ACQUAVIVA
PICENA – La Banca del Piceno è sicuramente parte attiva per
l’attuazione delle misure di sostegno al credito decisa dalla
Regione Marche e dalla Camera di Commercio delle Marche.
“Il
principale istituto di credito cooperativo delle province di Ascoli e
Fermo – ha detto il Presidente della Banca del Piceno Sandro
Donati – ha chiuso l’esercizio 2025 con un utile netto di 5,67 Mln di
euro contribuendo ad accrescere il patrimonio fino ad oltre 100
Milioni di euro che la fanno entrate nel ristretto gruppo delle 26
bcc appartenente al gruppo bancario Iccrea con un patrimonio
superiore ai 100 Milioni di euro.
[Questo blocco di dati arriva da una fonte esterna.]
PR #11211, opened 2025-01-19
fix: loadTextures.load add onerror for Image case

midiusRed:
Added error handling when using Image to upload images. Currently, in this mode, Promise will never be allowed (for example, in the case of an incorrect url)

### DIFF
--- a/src/assets/loader/parsers/textures/loadTextures.ts
+++ b/src/assets/loader/parsers/textures/loadTextures.ts
@@ -147,8 +147,9 @@ export const loadTextures: LoaderParser<Texture, TextureSourceOptions, LoadTextu
                 }
                 else
                 {
-                    src.onload = (): void =>
+                    src.onerror = src.onload = (): void =>
                     {
+                        src.onerror = src.onload = null;
                         resolve(src);
                     };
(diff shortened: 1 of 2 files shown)


src/assets/loader/parsers/textures/loadTextures.ts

La solidità è inoltre espressa
dall’indice del Tcr (Total capital ratio) che mette in relazione il
patrimonio ed i rischi della banca che al 31.12.25 si attestava al
27,15% che oltre ad essere in crescita rispetto all’anno precedente
è superiore sia alla media del sistema delle Bcc e sia a quello del
sistema bancario nel suo complesso”.
Nell’ultimo
periodo, la Banca del Piceno, ha contribuito a garantire un nuovo
impulso allo sviluppo del sistema economico delle Marche grazie al
concreto e positivo utilizzo dei fondi BEI (Banca Europea di
Investimento). A tal proposito la Banca del Piceno ha partecipato
all’ATI (associazione temporanea di imprese) coordinata da Iccrea a
cui hanno partecipato tutte le banche di credito cooperativo delle
Marche. L’ATI così costituita è risultata aggiudicataria del
bando indetto dalla regione Marche per l’assegnazione di 30 Milioni
di fondi BEI (Banca europea di investimenti) finalizzati a sostenere
iniziative di investimenti. In quell’occasione la Banca del Piceno
ha partecipato all’iniziativa con un plafond di 3 Milioni di Euro.
L’azione di supporto allo sviluppo del sistema socio-economico sarà
assicurato, nel proprio territorio di riferimento, dalla Banca del
Piceno anche con la nuova programmazione dei fondi BEI decisa dalla
Regione Marche.
La
Banca del Piceno, con la sua rete di 28 filiali e consulenti operanti
sul territorio di Marche ed Abruzzo è pronta ad affiancare i clienti
nelle iniziative connesse ai finanziamenti ZES. Presso la sala
assemblee di Centobuchi, lo scorso 6 maggio è stato organizzato un
convegno per individuare le opportunità per i nostri territori di
competenza. In merito alla ZES l’istituto ha stanziato un plafond
di 20 Milioni di euro di crediti finanziabili.